What is expected: For the entries that follow, give the number of lines holding the string "parameters" and nothing more.

Material to process:
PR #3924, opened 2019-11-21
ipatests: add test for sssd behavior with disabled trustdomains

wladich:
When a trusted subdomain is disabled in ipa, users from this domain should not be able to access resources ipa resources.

==

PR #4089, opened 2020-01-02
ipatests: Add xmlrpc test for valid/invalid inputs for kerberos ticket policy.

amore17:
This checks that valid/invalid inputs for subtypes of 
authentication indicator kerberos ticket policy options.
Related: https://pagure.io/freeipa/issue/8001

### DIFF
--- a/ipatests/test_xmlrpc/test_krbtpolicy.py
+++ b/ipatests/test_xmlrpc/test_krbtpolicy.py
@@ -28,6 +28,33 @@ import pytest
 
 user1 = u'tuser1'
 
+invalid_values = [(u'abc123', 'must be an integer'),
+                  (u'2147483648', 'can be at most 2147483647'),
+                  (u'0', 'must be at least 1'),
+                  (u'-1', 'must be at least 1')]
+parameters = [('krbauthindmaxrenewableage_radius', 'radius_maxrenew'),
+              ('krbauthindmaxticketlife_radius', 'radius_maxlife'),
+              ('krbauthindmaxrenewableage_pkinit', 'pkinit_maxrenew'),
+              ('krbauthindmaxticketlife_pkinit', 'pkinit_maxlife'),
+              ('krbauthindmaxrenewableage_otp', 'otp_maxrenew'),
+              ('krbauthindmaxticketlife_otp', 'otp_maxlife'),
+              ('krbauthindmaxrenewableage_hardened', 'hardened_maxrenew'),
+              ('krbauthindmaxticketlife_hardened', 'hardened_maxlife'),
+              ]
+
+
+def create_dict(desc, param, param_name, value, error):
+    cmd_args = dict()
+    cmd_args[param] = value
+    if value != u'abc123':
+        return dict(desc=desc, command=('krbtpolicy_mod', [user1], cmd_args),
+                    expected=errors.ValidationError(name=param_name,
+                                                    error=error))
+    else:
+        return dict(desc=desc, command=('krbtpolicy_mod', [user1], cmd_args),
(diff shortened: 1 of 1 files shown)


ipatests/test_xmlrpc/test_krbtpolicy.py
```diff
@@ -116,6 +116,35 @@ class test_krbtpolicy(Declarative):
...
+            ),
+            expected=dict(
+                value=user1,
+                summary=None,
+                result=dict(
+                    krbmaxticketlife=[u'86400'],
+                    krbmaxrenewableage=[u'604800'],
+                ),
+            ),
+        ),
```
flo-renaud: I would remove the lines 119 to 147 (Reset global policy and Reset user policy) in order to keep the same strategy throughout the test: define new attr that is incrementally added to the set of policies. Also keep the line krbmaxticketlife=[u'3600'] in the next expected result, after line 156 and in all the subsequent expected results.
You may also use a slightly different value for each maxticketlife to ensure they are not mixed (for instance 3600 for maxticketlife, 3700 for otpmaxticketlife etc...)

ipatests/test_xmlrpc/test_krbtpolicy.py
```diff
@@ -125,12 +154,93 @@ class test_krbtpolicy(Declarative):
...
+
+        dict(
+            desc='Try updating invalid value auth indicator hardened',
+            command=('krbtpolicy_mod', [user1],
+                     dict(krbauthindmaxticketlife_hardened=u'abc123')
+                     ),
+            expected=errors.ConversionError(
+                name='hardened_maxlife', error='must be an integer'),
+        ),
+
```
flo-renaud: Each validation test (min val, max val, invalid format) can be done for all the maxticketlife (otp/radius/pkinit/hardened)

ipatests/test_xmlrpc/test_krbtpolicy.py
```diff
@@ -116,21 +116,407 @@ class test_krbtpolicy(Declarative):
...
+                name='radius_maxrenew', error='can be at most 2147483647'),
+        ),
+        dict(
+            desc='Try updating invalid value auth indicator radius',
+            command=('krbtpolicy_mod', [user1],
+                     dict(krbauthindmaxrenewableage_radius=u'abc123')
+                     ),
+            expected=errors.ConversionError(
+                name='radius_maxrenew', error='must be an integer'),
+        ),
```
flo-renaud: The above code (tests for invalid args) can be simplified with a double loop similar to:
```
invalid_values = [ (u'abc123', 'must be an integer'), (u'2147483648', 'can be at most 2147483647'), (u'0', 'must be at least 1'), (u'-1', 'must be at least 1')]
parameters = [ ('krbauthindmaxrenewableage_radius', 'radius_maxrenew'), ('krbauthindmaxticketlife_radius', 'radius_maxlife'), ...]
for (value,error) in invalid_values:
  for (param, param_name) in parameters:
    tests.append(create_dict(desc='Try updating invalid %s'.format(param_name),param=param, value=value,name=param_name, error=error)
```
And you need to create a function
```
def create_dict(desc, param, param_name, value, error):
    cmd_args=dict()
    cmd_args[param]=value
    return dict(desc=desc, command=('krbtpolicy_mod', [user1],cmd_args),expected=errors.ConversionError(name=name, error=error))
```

Written reply: 3